When I moved back home to Phoenix after I graduated from college, I felt disconnected from a queer community. Having just come out, I began to look for ways to participate in that community without having to rely on in-person contact. For me, phone-based apps provided both a way to learn more about queerness and to connect to people in the community – sometimes near, sometimes far. Interested in the possibilities of these pocketable queer spaces, the work in this exhibition aims to understand how these apps function within a broader context of queer-historical modes of communication and consider the prospect that the phone has created new modes of meeting.
Often attributed to Oscar Wilde for having worn one in the buttonhole of his lapel and asking several of his followers to wear them to the opening night of one of his plays, the green carnation became a covert way for gay men to signal their sexuality. Despite the sign’s 19th-century origins, it has continued to exist in more contemporary contexts. The green carnation is said to have been used in 20th century Guatemala and Chile as a sign of affection between men, was revived in the operetta Bitter Sweet, and chosen as the namesake of one of Detroit’s queer community centers.
Even more recently, the green carnation lives in pixel form as one of many Grindr gaymojis. Immediately interested in this compression of historical time, I began to remember and reconsider the way in which social media allowed me to connect to the queer community. Operating similarly to vernacular archives, the hashtag phenomenon represents the possibility of a 21st-century signaling device – allowing users to produce, transmit, and receive definitions of self and place.
With that in mind, I searched permutations of queer-based Instagram locations and hashtags to connect to people in Phoenix with whom I had not met. Influenced by the sign’s function as a conduit of meeting, I reached out to people with both a message about the history of the sign and an offer to meet – for which our first interactions would be recorded through portraiture.

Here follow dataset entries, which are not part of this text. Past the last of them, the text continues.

PR #2963, opened 2026-08-27
fix: `IIIFTileSource` throws on an empty sizes array

### LINKED ISSUE #2962: `IIIFTileSource` throws on an info.json with an empty `sizes` array
### Description

An IIIF Image API info.json that includes `"sizes": []` crashes `IIIFTileSource` during construction with `TypeError: Cannot read properties of undefined (reading 'width')`. An empty array is unusual but it is valid JSON and servers do emit it, so a viewer that would otherwise tile the image fine fails to open at all.

The image in our case is a level 2 IIIF v2 service that advertises `width` and `height` and can be tiled normally. Only the presence of the empty `sizes` array stops it.

### Steps to reproduce

Open any viewer against this info.json:

https://iiif-server.lib.uchicago.edu/ark:61001/b2bv0rp5j298/00000001/info.json

```json
{
  "@context": "http://iiif.io/api/image/2/context.json",
  "@id": "https://iiif-server.lib.uchicago.edu/ark:61001/b2bv0rp5j298/00000001",
  "protocol": "http://iiif.io/api/image",
  "profile": [
    "http://iiif.io/api/image/2/level2.json",
    {
      "formats": ["jpg", "png", "gif", "webp"],
      "qualities": ["default", "color", "gray", "bitonal"],
      "supports": ["canonicalLinkHeader", "profileLinkHeader", "mirroring", "rotationArbitrary", "regionSquare", "sizeAboveFull"]
    }
  ],
  "width": 4496,
  "height": 6820,
  "sizes": []
}
```

Or headlessly, no viewer and no network, with jsdom for the canvas feature detection at load:

```js
const { JSDOM } = require("jsdom");
const dom = new JSDOM("<!doctype html><html><body></body></html>");
dom.window.HTMLCanvasElement.prototype.getContext = () => ({});
global.window = dom.window;
global.document = dom.window.document;
global.navigator = dom.window.navigator;
global.self = dom.window;

const OSD = require("./build/openseadragon/openseadragon.js");

new OSD.IIIFTileSource({
  "@context": "http://iiif.io/api/image/2/context.json",
  "@id": "https://example.org/iiif/image",
  profile: ["http://iiif.io/api/image/2/level2.json"],
  width: 4496,
  height: 6820,
  sizes: [],
  version: 2,
});
```

### Expected

The empty `sizes` array is ignored and the source tiles from `width`, `height` and the profile, the same as it does when `sizes` is absent entirely.

### Actual

In the browser, through a viewer:

```
TypeError: Cannot read properties of undefined (reading 'width')
  at new IIIFTileSource (src/iiiftilesource.js:175:41)
  at Viewer.<anonymous> (src/viewer.js:2184:40)
```

From the snippet above, against the 6.1.0 build:

```
build/openseadragon/openseadragon.js:15740
        if( sortedSizes[sizeLength - 1].width < this.width && sortedSizes[sizeLength - 1].height < this.height ) {
                                        ^
TypeError: Cannot read properties of undefined (reading 'width')
    at new $.IIIFTileSource (build/openseadragon/openseadragon.js:15740:41)
```

### Cause

In the constructor, the branch that builds the legacy pyramid guards on length:

```js
} else if (this.sizes && this.sizes.length > 0) {
```

but the later block that builds `levelSizes` only checks for the property:

```js
if( this.sizes ) {
    let sizeLength = this.sizes.length;

    const sortedSizes = this.sizes.slice().sort(( size1, size2 ) => size1.width - size2.width);

    if( sortedSizes[sizeLength - 1].width < this.width && sortedSizes[sizeLength - 1].height < this.height ) {
```

With `sizes: []`, `sizeLength` is 0 and `sortedSizes[-1]` is `undefined`, so reading `.width` throws.

### Suggested fix

Match the guard used by the branch above:

```diff
-    if( this.sizes ) {
+    if( this.sizes && this.sizes.length > 0 ) {
```

### Affected versions

Ran the snippet against each release build:

| Version | Result |
| --- | --- |
| 5.0.1 | tiles fine, 1024px tiles up to level 9 |
| 6.0.0 | throws |
| 6.0.2 | throws |
| 6.1.0 | throws |
| 6.1.0 + the guard above | tiles fine, matches 5.0.1 |

5.0.1 was safe because the block compared `sizes.length` against `maxLevel` before indexing, so an empty array simply fell through. The indexing form arrived in ae500afb ("Refactored code related to the use of the 'sizes' array", part of #2710), first released in 6.0.0.

With the guard applied, a populated `sizes` array still assigns `levelSizes` as before, so the feature that block exists for is unaffected. I checked that case in the same script alongside the empty one.

### Environment

OpenSeadragon 6.1.0, Chrome 151 on macOS 27, reached through @samvera/clover-iiif 3.14.0 and universalviewer 4.4.4. Both viewers hit it because both hand the info.json straight to `IIIFTileSource`.

I will open a PR with the guard and a test case.

firatciftci:
Resolves #2962.

---

An info.json with `"sizes": []` crashes the `IIIFTileSource` constructor, so the image never opens even when `width`, `height` and the profile are enough to tile it normally.

The branch that builds the legacy pyramid already tests the length:

```js
} else if (this.sizes && this.sizes.length > 0) {
```

but the block that derives `levelSizes` only tests the property, then indexes straight into the sorted copy:

```js
if( this.sizes ) {
    let sizeLength = this.sizes.length;
    const sortedSizes = this.sizes.slice().sort(( size1, size2 ) => size1.width - size2.width);
    if( sortedSizes[sizeLength - 1].width < this.width && ...
```

With an empty array `sizeLength` is 0, `sortedSizes[-1]` is `undefined`, and reading `.width` throws `TypeError: Cannot read properties of undefined (reading 'width')`. This applies the same length test to that block.

### Where it came up

A level 2 IIIF v2 service that reports its dimensions and then an empty sizes array:

https://iiif-server.lib.uchicago.edu/ark:61001/b2bv0rp5j298/00000001/info.json

Both Clover IIIF and Universal Viewer fail to open it, since both hand the info.json straight to `IIIFTileSource`.

### Affected versions

Checked each release build against the same info.json:

| Version | Result |
| --- | --- |
| 5.0.1 | tiles fine |
| 6.0.0 | throws |
| 6.0.2 | throws |
| 6.1.0 | throws |
| this branch | tiles fine, matches 5.0.1 |

5.0.1 was safe because the block compared `sizes.length` against `maxLevel` before indexing, so an empty array fell through. The indexing form arrived in ae500afb ("Refactored code related to the use of the 'sizes' array", part of #2710), first released in 6.0.0.

### Test

Added `IIIFTileSource ignores an empty sizes array` to `test/modules/iiif.js`, with an `infoJson2level1EmptySizes` fixture alongside the existing v2 ones.

### DIFF
--- a/src/iiiftilesource.js
+++ b/src/iiiftilesource.js
@@ -165,7 +165,7 @@ $.IIIFTileSource = function( options ){
     }
 
     // Create an array with precise resolution sizes if these have been supplied through the 'sizes' object
-    if( this.sizes ) {
+    if( this.sizes && this.sizes.length > 0 ) {
         let sizeLength = this.sizes.length;
 
         // Create a copy of the sizes list and sort in ascending order
--- a/test/modules/iiif.js
+++ b/test/modules/iiif.js
@@ -96,6 +96,14 @@
             "height": 1000,
             "profile": ["http://iiif.io/api/image/2/level1.json"]
         },
+        infoJson2level1EmptySizes = {
+            "@context": "http://iiif.io/api/image/2/context.json",
+            "@id": id,
+            "width": 2000,
+            "height": 1000,
+            "sizes": [],
+            "profile": ["http://iiif.io/api/image/2/level1.json"]
+        },
         infoJson3level0 = {
             "@context": "http://iiif.io/api/image/3/context.json",
             "id": id,
@@ -286,6 +294,19 @@
         assert.equal(source3DescendingSizeOrder.getTileUrl(0, 0, 0), "http://example.com/identifier/full/500,250/0/default.jpg");
         assert.equal(source3DescendingSizeOrder.getTileUrl(1, 1, 0), "http://example.com/identifier/1024,0,976,1000/488,500/0/default.jpg");
         assert.equal(source3DescendingSizeOrder.getTileUrl(2, 0, 0), "http://example.com/identifier/0,0,512,512/512,512/0/default.jpg");
+    });
+
+    QUnit.test('IIIFTileSource ignores an empty sizes array', function( assert ) {
+        const source = getSource(infoJson2level1EmptySizes);
+        const reference = getSource(infoJson2level1);
+
+        assert.equal(source.levelSizes, undefined, 'No resolution levels are derived from an empty sizes array');
+        assert.notOk(source.emulateLegacyImagePyramid, 'An empty sizes array does not trigger a legacy pyramid');
+        assert.equal(source.maxLevel, reference.maxLevel, 'Max level matches a source with no sizes array');
+        assert.equal(source.getTileWidth(source.maxLevel), reference.getTileWidth(reference.maxLevel),
+            'Tile width matches a source with no sizes array');
+        assert.equal(source.getTileUrl(8, 0, 0), reference.getTileUrl(8, 0, 0),
+            'Tile URLs match a source with no sizes array');
     });
 
     QUnit.test('IIIFTileSource.getTileUrl honours tileQuality option', function( assert ) {


iangilman (approved):
Thank you for catching this and for fixing it and including a new test for it!

Issue #2970, opened 2026-09-04
No destructor closes ImageBitmap data on cache eviction


animesh68:
`ImageBitmap` objects created in the converter graph (`src/datatypeconverter.js`)
are removed from the tile cache on eviction via `$.converter.destroy(data, type)`,
but no destructor is registered for the `"imageBitmap"` type. `ImageBitmap`
instances hold GPU/native memory that isn't reliably reclaimed until garbage
collection runs — calling `.close()` explicitly releases that memory
immediately and deterministically.

**Expected behavior**
A `this.learnDestroy("imageBitmap", bmp => { if (bmp && typeof bmp.close ===
'function') { bmp.close(); } })` should be registered, mirroring the existing
`learnDestroy("context2d", ...)` pattern already in this file.

**Impact**
Medium severity under sustained `ImageBitmap`-heavy usage (e.g. WebGL drawer
paths, or worker-based decoding) — native memory isn't freed promptly on tile
eviction, relying on GC timing instead. Found while investigating #2964 / #2960.

**Fix (sketch)**
```js
this.learnDestroy("imageBitmap", bmp => {
    if (bmp && typeof bmp.close === 'function') {
        bmp.close();
    }
});
```

PR #2971, opened 2026-09-04
Fix ImageBitmap worker script Object URL leak (fixes #2969)

### LINKED ISSUE #2969: Object URL for the ImageBitmap conversion worker script is never revoked
In `getIBWorker()` (`src/datatypeconverter.js`), the singleton worker used for
image-to-ImageBitmap conversion is created from an object URL that is never
revoked:

```js
const url = URL.createObjectURL(new Blob([code], { type: 'text/javascript' }));
_imageConversionWorker = new Worker(url);
```

`new Worker(url)` reads the script synchronously at construction time, so the
object URL is safe to revoke immediately afterward — nothing keeps needing it
once the worker is spun up.

**Expected behavior**
`URL.revokeObjectURL(url)` should be called right after `new Worker(url)`.

**Impact**
Low severity — this worker is a singleton created once per page, so the leak
is a one-time, fixed-size cost per session rather than a per-tile leak. Found
while investigating #2964 / #2960.

**Fix**
```diff
 const url = URL.createObjectURL(new Blob([code], { type: 'text/javascript' }));
 _imageConversionWorker = new Worker(url);
+URL.revokeObjectURL(url);
```

animesh68:
Fixes #2969

`getIBWorker()`'s singleton worker was constructed from an object URL that
was never revoked. Since `new Worker(url)` reads the script synchronously at
construction, the URL is safe to revoke immediately after.

One-time leak per page session (the worker is a strict singleton via the
early-return guard), not per-tile — low severity, but a real leak.

No regression test added: once constructed, a Worker exposes no way to
introspect or assert against its originating object URL, so there's no
observable hook to test against post-construction.

Full suite: 390/390 passing. Bundle size delta negligible (+30 bytes
unminified, no measurable change after minification/gzip).

### DIFF
--- a/src/datatypeconverter.js
+++ b/src/datatypeconverter.js
@@ -196,6 +196,8 @@ self.onmessage = async (e) => {
     // eslint-disable-next-line compat/compat
     const url = URL.createObjectURL(new Blob([code], { type: 'text/javascript' }));
     _imageConversionWorker = new Worker(url);
+    // eslint-disable-next-line compat/compat
+    URL.revokeObjectURL(url);
 
     _imageConversionWorker.onmessage = (e) => {
         const { id, ok, bmp, err } = e.data || {};


animesh68:
@Aiosa @iangilman — small one-liner fix whenever you get a chance: the getIBWorker()
object URL is never revoked.

iangilman (approved):
Great, thank you for making this fix! Good to be tightening this stuff up.

animesh68:
Thanks, Ian — happy to keep working on other issues if there's anything else useful I can pick up.

iangilman:
@animesh68 Wonderful! I suppose you could work on https://github.com/openseadragon/openseadragon/issues/2970 next?

animesh68:
Sounds good  @iangilman  — already have that one in progress, will follow up once it's ready.

PR #108, opened 2021-04-30
Split tests with long execution times into separate suite

dorranh:
Splits tests into a separate suite for the main set of tests we want to run on CI and longer-running tests which need to be run out-of-band for practical reasons. The separate suite is configured to run nightly in a new GitHub Actions workflow. I had to move the test "libs" (testCommon and testArbitary) into an actual lib to support using them in both test suites. `testAvl.ml` and `testLiquidationAuction.ml` also take a while to run, but I'm not sure if we want to stop checking these in the main CI pipeline.

Also fixed a small issue in the Makefile which caused the wrong shell to be called on the script for checking error codes if executed outside of a nix shell.

Happy to adjust this if another setup makes more sense - just let me know!


purcell:
I think we'll skip this PR in its current form, since execution time on CI now isn't a big issue. I'd still like it if the various property tests didn't take so long locally, so perhaps making the number of cases switchable using an env var is the way to go there, then crank it up in CI.

dorranh:
@purcell, thanks that sounds good to me.

PR #127, opened 2021-05-17
Add a sample e2e test using pytezos

utdemir:
This PR adds a sample test case using Pytezos, and adds the necessary Nix boilerplate to bring the Python stuff to the environment:

It introduces two top-level directories:

* `client/`: This is a Python library exporting a functions to deploy checker and other contracts. I think we should evolve this project to also be a command line application which can deploy checker, and possibly interact with a checker instance.
* `e2e/`: Includes the initial e2e test. I think we should keep these as simple as possible (without having too many assertions as we do on tests on the ocaml side), but it is worth checking each entrypoint at least once.

It introduces some dependencies:

* We use `poetry` to manage Python dependencies (mainly `pytezos` and `docker` libraries), and use a single lock file at the root of the project. These are made available on the Nix environment via `poetry2nix`. So, within `nix-shell`, we should just be able to use regular `python` command like `python e2e/main.py`.
* We depend on `ctez` repository as a submodule, because the tests needs to deploy it in order to use checkerL
* Running the end to end tests requires `ligo` and `tezos-client` binaries to be in scope, because of the `ctez` repository mentioned above which requires those in order to compile and deploy ctez. They are already in our Nix environment, so it shouldn't be too much of a problem for Linux users (sorry @purcell).

There're some pieces missing, but I would like to merge this and we should address them later on:

* CI doesn't run the test. 
* Testing other endpoints on e2e tests
* Having a cli
* Upstream the poetry2nix overrides

cc'ing @0xd34df00d and @dorranh


nix/python.nix
```diff
@@ -0,0 +1,53 @@
...
+    fastecdsa = super.fastecdsa.overridePythonAttrs (old: {
+      buildInputs = old.buildInputs ++ [ pkgs.gmp.dev ];
+    });
+    pendulum = super.pendulum.override {
+      preferWheel = true;
+    };
+    pytezos = super.pytezos.override (old: {
+      buildInputs = (old.buildInputs or [ ]) ++ [ pkgs.libsodium ];
+    });
+    # TODO: Upstream these overrides where possible.
```
dorranh, line 40: Ouch, that required quite a few overrides. Nice work :slightly_smiling_face:

e2e/main.py
```diff
@@ -0,0 +1,82 @@
...
+PROJECT_ROOT = os.path.join(os.path.dirname(__file__), "../")
+
+sys.path.append(os.path.join(PROJECT_ROOT, "client"))
+from checker import *
+
+class SandboxedTestCase(unittest.TestCase):
+    def setUp(self):
+       self.docker_client = docker.from_env()
+
+       port = portpicker.pick_unused_port()
```
dorranh, line 23: TIL about this

e2e/main.py
```diff
@@ -0,0 +1,82 @@
...
+
+         ports = { "20000/tcp": port },
+         name="checker-e2e-container-{}".format(port),
+
+         detach=True,
+         remove=True,
+       )
+
+       # wait some time for the node to start
+       time.sleep(10)
```
dorranh, line 37: I think the docker API exposes a status field which we might be able to use here in the future https://docs.docker.com/engine/api/v1.41/#operation/ContainerInspect

dorranh (commented):
Nice! In general LGTM, I waited to merge since I haven't been able to get the nix shell to build. Running into the following error when fetching MarkupSafe:

> Rewriting #!/nix/store/q6gfck5czr67090pwm53xrdyhpg6bx67-python3-3.8.9/bin/python3.8 to #!/nix/store/q6gfck5czr67090pwm53xrdyhpg6bx67-python3-3.8.9
  wrapping `/nix/store/r27p6x2vy9qv7yahmgv4cna2wwgc905v-python3.8-base58-1.0.3/bin/base58'...
  Executing pythonRemoveTestsDir
  Finished executing pythonRemoveTestsDir
  pythonCatchConflictsPhase
  pythonRemoveBinBytecodePhase
  pythonImportsCheckPhase
  Executing pythonImportsCheckPhase
  building '/nix/store/8lixv4f2h6y2sdxbab6nyp94ww9sj33j-MarkupSafe-2.0.0.tar.gz.drv'...
  trying https://files.pythonhosted.org/packages/source/m/MarkupSafe/MarkupSafe-2.0.0.tar.gz
    % Total    % Received % Xferd  Average Speed   Time    Time     Time  Current
                                   Dload  Upload   Total   Spent    Left  Speed
    0     0    0     0    0     0      0      0 --:--:-- --:--:-- --:--:--     0
  curl: (22) The requested URL returned error: 404 
  error: cannot download MarkupSafe-2.0.0.tar.gz from any mirror
  builder for '/nix/store/8lixv4f2h6y2sdxbab6nyp94ww9sj33j-MarkupSafe-2.0.0.tar.gz.drv' failed with exit code 1

I find this a bit weird since you can still access the detailed url from pypi is as follows: https://files.pythonhosted.org/packages/67/6a/5b3ed5c122e20c33d2562df06faf895a6b91b0a6b96a4626440ffe1d5c8e/MarkupSafe-2.0.0.tar.gz

e2e/main.py
utdemir: That'd be nice. However, I looked at the container and I don't think it exposes that info (`HEALTCHECK`, I think it is called).

However, I just looked at `pytezos` sources, and they do something like this:

```haskell
    def _wait_for_connection(cls) -> None:
        client = cls.get_client()
        while True:
            try:
                client.shell.node.get("/version/")
                break
            except requests.exceptions.ConnectionError:
                sleep(0.1)
```

I think it is a good idea, I'll do that.

e2e/main.py
utdemir: Yeah, it is handy. It's still not great since it doesn't guarantee the port staying empty until we bind to it later on, but should be good enough here.

nix/python.nix
purcell: I submitted some (but not all) of these overrides upstream: https://github.com/nix-community/poetry2nix/pull/305

Not sure what the rationale is for the msgpack and pendulum overrides, happy to add those too if they're generally useful.

utdemir:
> LGTM, I waited to merge since I haven't been able to get the nix shell to build. Running into the following error when fetching MarkupSafe:

Yeah, I got that after doing a garbage collection too. Lucky for us, there is an upstream PR already: https://github.com/nix-community/poetry2nix/pull/304  . But until that gets merged and ends up in nixpkgs; I'll hack it.

utdemir:
I fixed the nix issue, so I am merging this.

dorranh:
> Lucky for us, there is an upstream PR already

Oh nice, I had checked for issues on poetry2nix but had missed that PR. Thanks!

PR #128, opened 2021-05-18
Use cachix on CI

utdemir:
Since checker is now open source, we can easily use Cachix.

This PR also removes the `isCI` parameter that we used to have to avoid compiling tezos-client on CI, which now will come from the cache.


purcell:
Yay, thanks

PR #129, opened 2021-05-18
Minor fixes in the spec

gkaracha:
@purcell here are some small edits/feedback based on changes we made w.r.t. the original doc. There are two things that I was not sure how to fix:

1. The `Target` section in `design.rst` still is written with the understanding that the cfmm gives us tez/kit, but it actually gives us ctez/kit. Thing is, currently we _assume_ ctez/tez = 1 (which is not necessarily what we want to stick with) so technically the numbers there are still correct, but I guess that's subject to change(?). Maybe we should put a TODO there for when that part of the code is finalized? Not sure.
2. 
   > _"and saturates when the imbalance hits 20%"_

   This is no longer true, because the calculation changed in #124. Not sure what is the current percentage for saturation, but I'll tinker a little to figure it out, but I am sure it is not as pretty a number anymore. I wonder if we need this level of specificity here, since the parameter could change between checker instances. Might be a better idea to directly paste the formula from #124?

Also:

> _"ensures the stability of the target"_

"ensures" is probably a rather strong word here.

> _"tez are sometimes forfeited to it (TODO: still true?)"_

Yeah, this was probably never true (it certainly isn't true now) so I'd delete it altogether I think.

### DIFF
--- a/docs/spec/design.rst
+++ b/docs/spec/design.rst
@@ -41,7 +41,7 @@ to achieve a certain degree of steadiness with respect to a **target**,
 which is expressed in terms of a **quantity** and an **index**.
 
 The word “kit” is chosen because it’s short, simple to pronounce, and
-means a baby fox (which seem appropriate for a smart currency).
+means a baby fox (which seems appropriate for a smart currency).
 
 The **quantity**, :math:`q_{t_i}`, expressed in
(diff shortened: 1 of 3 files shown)


purcell:
Awesome, thanks George.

Although access to virtual queer communities is disproportionately offered to cisgender gay men in the form of GPS based apps like Grindr, mainstream social media outlets, like Instagram, provide more possibilities for diverse experiences and identities. 50 years after Stonewall, many – but certainly not all – LGBTQIA+ people are able to openly express their identities. In the context of this history, Seeing Being Seen hopes to honor the past while celebrating those who boldly live in the present. By offering their vulnerability, courage, and willingness to be photographed, everyone present in the exhibition has helped create new synapses of connection; bridging the physical and digital worlds, two distinct places of possibility.